Nature, love & impermanence

Nature is THE perpetual and changing pattern of life. Aloneness and seeing oneself as part of the world through nature.

In the morning, I awake. There is an awareness of an inner world that is partially left on my pillow. I sit and feel the sun rise. The light creeps into existence, changing the dark hues of the sky. Rays slowly pour over me like a shower, penetrating my window as if there is no separation. I sit in meditation and I am filled with this light and it is a blessing. There is gratitude and a warm welcome for me in this moment. My mind settles on this and I am home.


In the evening, I go to the sunset. I greet it with a glass of wine or a cup of tea. I sit and watch the sun descend into the horizon and I am crying. Sometimes, there’s a moon close by tiptoeing in. I think this sun and this sky are always there and yet, there is constant movement.
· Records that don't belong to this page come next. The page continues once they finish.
Issue #461, opened 2018-09-28
Block inflation


soonkuk:
An inflaction is generated for every block like as the coinbase.

soonkuk:
This issue references #308 (Implement regular coin issuance)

As the sun descends and touches the horizon, it goes fast, my heart quickens and I get sad. It is gone in the blink of an eye and I say goodbye. I say goodbye to the day. I say goodbye to my husband and the me of yesterday. The sun sets and it is a reminder that there is always a beginning and an end and that is simply the nature of everything.


I am in love with the sun. The sun is filled with intimate moments. I am learning through my attention to nature to be comfortable with the cycles of light and darkness. I am learning to see fine detail. I am learning to appreciate the beauty in the passing and changing of color. It is a spectacle of color, of light, each second, each moment. This vast and mysterious experience of sky and sun have become home to me. I am seeing out and it is seeing me. We are communicating.


Impermanence and timelessness are hard concepts to integrate and accept. And yet, they are the pathways to love and trust. Knowing nature, allowing nature in, seeing things the way they really are… the beginnings and the ends, the changing color patterns of the sky— but knowing there is always sky, always sun and moon moving in, each second impermanent but constant.


Sometimes there are birds flying and clouds. New friends.